Every once in a while, you hear someone saying that distributed version control (Git, HG) is inherently better than centralized version control (like SVN) because merging is difficult and painful in SVN. The thing is, I've never had any trouble with merging in SVN, and since you only ever hear that claim being made by DVCS advocates, and not by actual SVN users, it tends to remind me of those obnoxious commercials on TV where they try to sell you something you don't need by having bumbling actors pretend that the thing you already have and works just fine is incredibly difficult to use.

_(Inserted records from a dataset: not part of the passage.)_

PR #2042, opened 2024-06-04
docs/index: add Workbrew.

MikeMcQuaid:
👋🏻 Thanks for the great project!

We're also using ViewComponents over here and ❤️ them.

### DIFF
--- a/docs/index.md
+++ b/docs/index.md
@@ -278,6 +278,7 @@ ViewComponent is built by over a hundred members of the community, including:
 * [Wecasa](https://www.wecasa.fr/)
 * [WIP](https://wip.co/)
 * [Within3](https://www.within3.com/)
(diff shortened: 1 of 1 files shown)


reeganviljoen:
@MikeMcQuaid great to hear 🎉 ,I see you have a CI failure that can be fixed by adding an entry to the changelog

joelhawksley:
@reeganviljoen I'm fine merging these without changelogs. Maybe we can relax the requirement to exclude changes to that markdown file?

MikeMcQuaid:
Thanks @reeganviljoen and @joelhawksley!

Hope you're well @joelhawksley, it's been a wee while!

reeganviljoen:
@joelhawksley i think thats fair, do we do that as a process thing or by making an exclusion in the actions check ?

PR #2063, opened 2024-07-30
Add experimental support for default slot values

joelhawksley:

This PR aims to close #1861 and #614, implementing an experimental approach for default slot values.

I added an experimental module that must be included to use the feature, adopting the API suggested by @BlakeWilliams in https://github.com/ViewComponent/view_component/pull/1861#issuecomment-1785454288.

Do we want to allow default value(s) for `renders_many` slots? I don't think we need to solve it now, but something to consider adding later.


reeganviljoen:
@joelhawksley would you mind adding docs about this, as I feel users would genuinely like this ❤️

test/sandbox/test/slotable_test.rb
```diff
@@ -764,4 +764,16 @@ def test_forwarded_slot_renders_correctly
 
     assert_text "Target content", count: 1
   end
+
+  def test_slotable_default
```
Spone, line 768: Shouldn't we test that specifying the slot correctly overrides the default?

Spone (changes requested):
Great to see this addition! Nice API :)

joelhawksley:
@reeganviljoen done, let me know what you think! https://github.com/ViewComponent/view_component/pull/2063/files#diff-867de23963ba79a34d995f1d16db1d42da92c63d86481bf59031a7d0ebc6f837

reeganviljoen (approved):
@joelhawksley LGTM🚀

Spone (approved):
👌

PR #2064, opened 2024-07-30
Add prefix to use_helper(s)

reeganviljoen:

I am adding a prefix option to `use_helpers` similar to some rails api's like `store_accesor`, `delegate`, etc

I added the api to both accept true in which case it will infer the modules name otherwise a name can be passed and that will be used, I chose this path as it seems it is consistent with rails api's like `store_accesor`, `delegate`, etc


reeganviljoen:
@joelhawksley would you mind having a look

docs/CHANGELOG.md
```diff
@@ -14,6 +14,10 @@ nav_order: 5
 
     *Seth Herr*
 
+* Add `prefix:` option to `use_helpers`
```
```suggestion
* Add `prefix:` option to `use_helpers`.
```

joelhawksley (approved):

PR #2069, opened 2024-08-06
remove individual code ownership

joelhawksley:
I'm wondering if it's time for us to consider removing individual code owners from the project, as different folks are now more involved than others were when we put this configuration in place. I think it would be healthier to move away from this ownership model.

What do you think @Spone @camertron @BlakeWilliams @boardfish?


camertron:
Ok with me. Has it been problematic lately?

camertron (approved):

boardfish:
I'm watching the repo so that I can triage and answer incoming requests, but being added as a reviewer thanks to CODEOWNERS is a nice signal that something's happening in an area I'm familiar with. So for that reason I'd probably prefer to keep it around (at least for me!), but I don't mind too much – folks can always @ me instead.

joelhawksley:
> but being added as a reviewer thanks to CODEOWNERS is a nice signal that something's happening in an area I'm familiar with

@boardfish my thinking here is that we should be defaulting to having anyone on the core team be able to review and approve any PR confidently as a default, instead of requiring certain folks to approve changes in certain areas.

@camertron no specific issues, I just noticed on some recent PRs that we were "requiring" reviews from code owners that didn't end up reviewing the PR for one reason or another.

PR #3494, opened 2022-09-28
Handle attributes imported from verific

mmicko:


mmicko:
@jix This is actually handled on Verific end. Attribute values are actually altered during parsing so in case it is value with specified width it will be properly padded and it will be in binary representation. So it is properly escaped string, binary value, 32 bit integer or unspecified value (set for strength of wire for example by Verific itself).

jix:
Ah, that's good! Ignore my comment about parsing then, I was under the wrong impression that Verific passes on the attribute unprocessed.

PR #3496, opened 2022-09-29
Rst docs conversion

KrystalDelusion:
Converting the Yosys Manual to use RST instead of pure LaTeX


KrystalDelusion:
Rebased onto master, removed unnecessary commits.

PR #3504, opened 2022-10-09
Temporal induction counterexample loop detection

ekliptik:
I have added an optional flag to smtbmc that causes failed temporal induction counterexample traces to be checked for duplicate states and reported to the user, since loops in the counterexample mean that increasing the induction depth won't help prove a design's safety properties. Designs containing memory are skipped for now. I'm open to suggestions of any kind

### DIFF
--- a/backends/smt2/smtbmc.py
+++ b/backends/smt2/smtbmc.py
@@ -993,7 +993,7 @@ def detect_state_loop(steps_start, steps_stop):
             [(tuple(path), addr, data)
              for path, addr, data in mem_trace_data.get(i, [])])
         state = tuple(value_list), tuple(mem_state)
-        if states.get(state):
+        if state in states:
             return (i, states[state])
         else:
             states[state] = i
--- a/backends/smt2/smtbmc.py
+++ b/backends/smt2/smtbmc.py
@@ -55,6 +55,7 @@ noinit = False
 binarymode = False
 keep_going = False
 check_witness = False
+find_loops = False
 so = SmtOpts()
 
 
@@ -175,6 +176,9 @@ def usage():
         check that the used witness file contains sufficient
         constraints to force an assertion failure.
 
+    --find-loops
+        check if states are unique in temporal induction counterexamples
+
 """ + so.helpmsg())
     sys.exit(1)
 
@@ -183,7 +187,7 @@ try:
     opts, args = getopt.getopt(sys.argv[1:], so.shortopts + "t:igcm:", so.longopts +
             ["final-only", "assume-skipped=", "smtc=", "cex=", "aig=", "aig-noheader", "yw=", "btorwit=", "presat",
              "dump-vcd=", "dump-yw=", "dump-vlogtb=", "vlogtb-top=", "dump-smtc=", "dump-all", "noinfo", "append=",
-             "smtc-init", "smtc-top=", "noinit", "binary", "keep-going", "check-witness"])
+             "smtc-init", "smtc-top=", "noinit", "binary", "keep-going", "check-witness", "find-loops"])
 except:
     usage()
 
@@ -264,6 +268,8 @@ for o, a in opts:
         keep_going = True
     elif o == "--check-witness":
         check_witness = True
+    elif o == "--find-loops":
+        find_loops = True
     elif so.handle(o, a):
         pass
     else:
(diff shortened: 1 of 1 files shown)


backends/smt2/smtbmc.py
```diff
@@ -969,6 +975,38 @@ def write_vcd_trace(steps_start, steps_stop, index):
...
+    path_tupled_list = [tuple(p) for p in path_list]
+    for i in range(steps_start, steps_stop):
+        value_list = smt.get_net_bin_list(topmod, path_list, "s%d" % i)
+        state = tuple(zip(path_tupled_list, value_list))
+        if states.get(state):
+            return (i, states[state])
+        else:
+            states[state] = i
+
+        if i in mem_trace_data:
```
jix, line 1003: This check for bailing out has to go above the loop-detection part, otherwise you will get false positives when a design with memory repeats the same non-memory state with changed memory contents.

Also I think using
```python
mem_state = sorted(
    (tuple(path), addr, data) for path, addr, data in words)
    for words in mem_trace_data.get(i, [])
)
state = tuple(value_list), tuple(mem_state)
```
above might be all that's needed to also support memory. I haven't tested that at all yet. Even if this works it's ok to add memory support later.

backends/smt2/smtbmc.py
```diff
@@ -1596,6 +1634,10 @@ def smt_check_sat(expected=["sat", "unsat"]):
                 print_anyconsts(num_steps)
                 print_failed_asserts(num_steps)
                 write_trace(step, num_steps+1, '%', allregs=True)
+                if find_loops:
+                    loop = find_state_loop(step, num_steps+1)
+                    if loop:
+                        print_msg(f"Loop detected, increasing induction depth will not help. Cycle {loop[0]} = cycle {loop[1]}")
```
jix, line 1640: smtbmc uses "step" instead of "cycle" for this. As a step doesn't have to correspond to a clock cycle (when using `clk2fflogic`) that's more precise.

jix (changes requested):
Thank you for contributing this! A few minor changes are necessary, see the inline comments. Beyond that, I also left some suggestions for optional improvements if you want to continue work on this.

backends/smt2/smtbmc.py
```diff
@@ -175,6 +176,9 @@ def usage():
         check that the used witness file contains sufficient
         constraints to force an assertion failure.
 
+    --find-loops
```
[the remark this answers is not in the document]
ekliptik: Implemented fully

backends/smt2/smtbmc.py
```diff
@@ -969,6 +975,38 @@ def write_vcd_trace(steps_start, steps_stop, index):
 
         vcd.set_time(steps_stop)
 
+def find_state_loop(steps_start, steps_stop):
+    print_msg(f"Looking for loops")
```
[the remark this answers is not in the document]
ekliptik: Implemented fully

backends/smt2/smtbmc.py
```diff
@@ -969,6 +975,38 @@ def write_vcd_trace(steps_start, steps_stop, index):
...
+
+    path_list = list()
+
+    for netpath in sorted(smt.hiernets(topmod)):
+        hidden_net = False
+        for n in netpath:
+            if n.startswith("$"):
+                hidden_net = True
+        if not hidden_net:
```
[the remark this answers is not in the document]
ekliptik: I picked the easy way, because it seems like handling a strange case that would take some time to write tests for, requiring more than my way of "mess around with examples/smtbmc and see if it does what I think it should". Should I open an issue?

backends/smt2/smtbmc.py
```diff
@@ -969,6 +975,38 @@ def write_vcd_trace(steps_start, steps_stop, index):
...
+        value_list = smt.get_net_bin_list(topmod, path_list, "s%d" % i)
+        state = tuple(zip(path_tupled_list, value_list))
+        if states.get(state):
+            return (i, states[state])
+        else:
+            states[state] = i
+
+        if i in mem_trace_data:
+            if mem_trace_data[i]:
+                print_msg(f"This design contains memory. Searching for counterexample loops will be skipped")
```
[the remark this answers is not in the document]
ekliptik: Not applicable anymore since I implemented memory uniqueness

backends/smt2/smtbmc.py
```diff
@@ -969,6 +975,38 @@ def write_vcd_trace(steps_start, steps_stop, index):
...
+        if not hidden_net:
+            path_list.append(netpath)
+
+    mem_trace_data = collect_mem_trace_data(steps_start, steps_stop)
+
+    states = dict()
+    path_tupled_list = [tuple(p) for p in path_list]
+    for i in range(steps_start, steps_stop):
+        value_list = smt.get_net_bin_list(topmod, path_list, "s%d" % i)
+        state = tuple(zip(path_tupled_list, value_list))
```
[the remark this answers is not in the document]
ekliptik: Implemented fully

backends/smt2/smtbmc.py
ekliptik: Implemented fully, tested on modified examples to a limited extent

backends/smt2/smtbmc.py
ekliptik: Implemented fully

backends/smt2/smtbmc.py
```diff
@@ -969,6 +976,30 @@ def write_vcd_trace(steps_start, steps_stop, index):
...
+    # Map state to index of step when it occurred
+    states = dict()
+
+    for i in range(steps_start, steps_stop):
+        value_list = smt.get_net_bin_list(topmod, path_list, "s%d" % i)
+        mem_state = sorted(
+            [(tuple(path), addr, data)
+             for path, addr, data in mem_trace_data.get(i, [])])
+        state = tuple(value_list), tuple(mem_state)
+        if states.get(state):
```
jix, line 996: Missed this the first time: When `steps_start` is 0 we can end up with a state at time step 0 which is false in a boolean context and thus a loop with that state would be ignored here. Use `if state in states:` instead.

jix (changes requested):
I found one tiny issue I missed in the first round. Apart from that it looks good to me now and I can merge this after that's addressed.

backends/smt2/smtbmc.py
ekliptik: certified 🐍 moment

PR #3507, opened 2022-10-09
Fix handling of verific -L options, add implicit "-L work"

clairexen:
As discussed on Friday: Add an implicit `-L work` at the beginning of the Verific -L option list, unless `-L work` is already present at any (other) position in the list. (That exception enables the user to specify a library with module implementations that should replace the implementations that come with the design, by specifying that library first, followed by `-L work`.)


mmicko (approved):
LGTM

PR #3508, opened 2022-10-10
backends: protobuf: removed protobuf backend

lethalbit:
This PR removes the protobuf backend as discussed in the Yosys Dev JF on 2022-10-10, as it seems to have been unused.


mmicko (approved):
LGTM

PR #3513, opened 2022-10-17
Set BISON when building with brew on mac

robtaylor:
When building on Mac M2 with brew, I hit an issue with build picking up the wrong bison. This fixes that issue.


mmicko:
Hi @robtaylor, LDFLAGS change is not needed since we do not link bison library (and your change anyway have typo, so it is not properly set). Not sure what is set in your environment, but please check if you have manually set BISON inside your Makefile.conf, since value defaults to "bison" and in line 116 PATH is already set fine, so script works without any change for others.

PR #3536, opened 2022-11-01
Add extra time at the end of a sat VCD trace

clairexen:
Otherwise the final values will not show up in gtkwave waveforms when looking at the generated traces.

Signed-off-by: Claire Xenia Wolf <claire@clairexen.net>


mmicko (approved):
LGTM, would be good to check how it affects loading VCD and generating a new one with `sim` from it

PR #3537, opened 2022-11-02
New xprop pass

jix:
Current WIP of the new xprop pass and preparatory changes.

The xprop pass itself needs more celltypes and more tests, but the current version can handle nerv after pmuxtree and dffunmap.

### DIFF
--- a/Makefile
+++ b/Makefile
@@ -881,6 +881,7 @@ test: $(TARGETS) $(EXTRA_TARGETS)
 	+cd tests/rpc && bash run-test.sh
 	+cd tests/memfile && bash run-test.sh
 	+cd tests/verilog && bash run-test.sh
+	+cd tests/xprop && bash run-test.sh $(SEEDOPT)
 	@echo ""
 	@echo "  Passed \"make test\"."
 	@echo ""
--- a/backends/btor/btor.cc
+++ b/backends/btor/btor.cc
@@ -1417,6 +1417,7 @@ struct BtorBackend : public Backend {
 		log_push();
 		Pass::call(design, "bmuxmap");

And the use case that's invariably brought up is re-merging a branch, which again reminds me of those strawman product advertisements; if you know what you're doing, you shouldn't (and shouldn't ever have to) re-merge a branch in the first place. (Of course it's difficult to do when you're doing something fundamentally wrong and silly!)

So, discounting the ridiculous strawman use case, what is there in SVN merging that is inherently more difficult than merging in a DVCS system?

Best Answer

It's because svn lacked the proper data structures to accurately determine the latest common ancestor of the two branches. That's not a big deal for a branch that is only merged once, but can cause a lot of erroneous merge conflicts in situations where several branches are merged multiple times.

I don't follow svn very closely, but my understanding is those particular technical issues have been fixed in recent versions. However, it wasn't fixed early enough to dispel the myth, and people who tried DVCS for the merges have stuck with it for other reasons.